In the final minutes of the program, it was also able to play a recorded update in which Abu Alouf relayed scenes of chaos and desperation as people tried to get news about family members and friends in other parts of the territory.

Quizzed about the communications blackout by the Today program, Mark Regev, Senior Adviser to Israeli Prime Minister Benjamin Netanyahu, said such a course of action was standard procedure in military operations around the world.

“In military operations conducted by the British army and American army often it is standard behavior to disrupt the communications of your enemy,” he said.

He stopped short of confirming Israel had deliberately cut communications in Gaza.

“I didn’t say that. I didn’t say that. I just said it’s normal practice for Western democratic armies,” he said.

Asked on how he would feel if he were not able to communicate with his family, Regev replied: “There are many Israelis who are exactly in the same situation. They have loved ones in Gaza that they cannot contact. The Red Cross is even forbidden to visit them.”

According to the latest Israeli figures 229 people are currently being held by Hamas. Testimony from 85-year-old grandmother Yocheved Lifshitz, who is among four people released since October 7, revealed this week that they are being held in a separate groups in a labyrinthine network of tunnels under Gaza.

New York-based body the Committee for the Protection Of Journalists (CPJ), presided over by veteran international correspondent Jodie Ginsberg, put out a statement condemning the reported communications blackout.

“As news bureaus lose contact with their crews and reporters in Gaza, who are independently bearing witness to provide information about developments and the human toll of this war, the world is losing a window into the reality of all sides engaged in this conflict,” it said.

“A communications blackout is a news blackout. This can lead to serious consequences with an independent, factual information vacuum that can be filled with deadly propaganda, dis- and misinformation.”

With international journalists unable to cross in Gaza since October 7, the job of covering the situation on the ground for its 2.3 million inhabitants has fallen on some 1,200 local journalists, who work for a variety of local, regional and international outlets.

All the major news agencies and networks moved their staff out of the territory’s media hub of Gaza City shortly after October 13, when Israel airdropped leaflets on northern Gaza advising the population to move south.

Most orgs are now working out of temporary offices in the city of Khan Yunis in the south of the strip.

Around 7,000 people in Gaza have been killed in the Israeli bombing campaign according to figures released by the local health authorities.

This figure is refuted by Israel which says the health authorities are under the control of Hamas, but the country has yet to release an alternative estimate.

Journalists have also been caught up in the violence with the Brussels-based International Federation of Journalists (IFJ) saying 23 Palestinian journalists had been killed in Gaza, several injured and a number missing as of October 26.

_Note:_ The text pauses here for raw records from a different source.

PR #425, opened 2022-12-02
Phase2 bughunt v9

Ronak-Searce:
- [ ] Use typemap from source/*/toddl.go instead of defining them again in webv2/typemap , it is increasing the places where changes need to be made for a datatype.
- [x] 1 critical severity vulnerability - angular while running npm install.
- [x] After converting foreign key to interleaving, The interleaved table tab just contains button Convert to Foreign key. It should also contain info that this table is interleaved with "parent table”.
- [x] "Some columns have source DB type 'datetime' which is mapped to Spanner type timestamp e.g. column 'CurrencyRateDate'. Spanner timestamp is closer to MySQL timestamp" this should be a warning and not a suggestion.
- [x] Interleaved table suggestion -- """Candidate for Interleaved Table rename director_id primary key in table directors_genres to match the foreign key directors_genres_ibfk_1 refer column id """  parent column name should be quoted.
- [x] Suggestion for interleaving should specify the order of the primary key that needs to be edited.
- [x] Suggestion for interleaving should have the table in which the table will get interleaved.
- [x] Include name of the parent table in all suggestions related to interleaving to avoid confusion in case more than one interleaving options are available for a table.
- [x] There are a lot of variables in local storage for UI , its better to clear those on server start to avoid any unforseen issues.
- [x] Drop foreign key doesn't wait for the user to click on save & convert and applies the changes directly.


ui/dist/ui/index.html
```diff
@@ -7,7 +7,7 @@
...
-  <style>.mat-typography{font:400 14px/20px Roboto,Helvetica Neue,sans-serif;letter-spacing:normal}html,body{height:100%;box-sizing:border-box}body{margin:0;font-family:Roboto,Helvetica Neue,sans-serif}</style><link rel="stylesheet" href="styles.0e4dc0b6086788f1.css" media="print" onload="this.media='all'"><noscript><link rel="stylesheet" href="styles.0e4dc0b6086788f1.css"></noscript></head>
+  <style>.mat-typography{font:400 14px/20px Roboto,Helvetica Neue,sans-serif;letter-spacing:normal}html,body{height:100%;box-sizing:border-box}body{margin:0;font-family:Roboto,Helvetica Neue,sans-serif}</style><link rel="stylesheet" href="styles.7c1f85f49aa7680f.css" media="print" onload="this.media='all'"><noscript><link rel="stylesheet" href="styles.7c1f85f49aa7680f.css"></noscript></head>
```
shreyakhajanchi, line 10: We need to add the new generated styles. **.css & polyfill.**.js files as well otherwise harbourbridge web won't work

internal/report.go
```diff
@@ -515,17 +544,17 @@ var IssueDB = map[SchemaIssue]struct {
...
 	StringOverflow:          {Brief: "String overflow issue might occur as maximum supported length in Spanner is 2621440", severity: warning},
 	HotspotTimestamp:        {Brief: "Timestamp Hotspot Occured", severity: warning},
 	HotspotAutoIncrement:    {Brief: "Autoincrement Hotspot Occured", severity: warning},
-	InterleavedOrder:        {Brief: "can be converted as Interleaved Table", severity: suggestion},
+	InterleavedOrder:        {Brief: "can be converted as Interleaved with Table", severity: suggestion},
 	RedundantIndex:          {Brief: "Redundant Index", severity: warning},
 	AutoIncrementIndex:      {Brief: "Auto increment column in Index can create a Hotspot", severity: warning},
 	InterleaveIndex:         {Brief: "can be converted to an Interleave Index", severity: suggestion},
-	InterleavedNotInOrder:   {Brief: "Can be converted to interleaved table if primary key order parameter is changed for the table", severity: suggestion},
+	InterleavedNotInOrder:   {Brief: "Can be converted to interleaved table if primary key order parameter is changed to 1 for the table", severity: suggestion},
```
shreyakhajanchi, line 557: added parent interleave table in this case as well

ui/src/app/components/object-detail/object-detail.component.ts
```diff
@@ -748,16 +795,18 @@ export class ObjectDetailComponent implements OnInit {
...
 
   saveFk() {
-    let updatedFkNames: Record<string, string> = {}
-
-    this.fkArray.value.forEach((fk: IFkTabData, i: number) => {
-      let oldFk = this.fkData[i]
-      if (oldFk.spName !== fk.spName) {
-        updatedFkNames[oldFk.spName] = fk.spName
-      }
+    let spFkArr: IForeignKey[] = []
```
shreyakhajanchi, line 798: getting following error on trying to delete multiple foreign keys: Found duplicate names in input : ,

ui/src/app/app.component.ts
```diff
@@ -12,6 +12,7 @@ export class AppComponent {
   sidenavComponent: string = ''
   constructor(private sidenavService: SidenavService) {}
   ngOnInit(): void {
+    localStorage.clear()
```
shreyakhajanchi, line 15: few localstorage elements are being used to store a state in case user refreshes or opens a new tab so we cannot clear it from here

internal/report.go
Ronak-Searce: Fixed

ui/dist/ui/index.html
Ronak-Searce: Fixed

internal/report.go
shreyakhajanchi: add for InterleavedAddColumn case as well

ui/dist/ui/index.html
shreyakhajanchi: getting different files on running ng build

internal/report.go
Ronak-Searce: Fixed

shreyakhajanchi (approved):
LGTM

Al Jazeera issued a statement on Thursday condemning the death of Gaza correspondent Wael al-Dahdouh’s wife, daughter, son and grandson in an Israeli airstrike on the Nuseirat camp in central Gaza, where they had moved following Israel’s advice to leave the north of the territory.

Reuters News Agency and AFP reported on Friday that Israeli military had told them it could not guarantee the safety of their staff, after they wrote seeking assurances that their journalists in Gaza would not be targeted by Israeli strikes.

Most international outlets are working on contingency plans to evacuate their staff and families through the Rafah boarding crossing with Egypt, if and when they ask to leave Gaza for their safety.

At present, this is not currently possible because the crossing is not open to Gaza residents wishing to leave the territory, while many people also say they would be reluctant to evacuate even if the opportunity arose for fear of not being able to go back.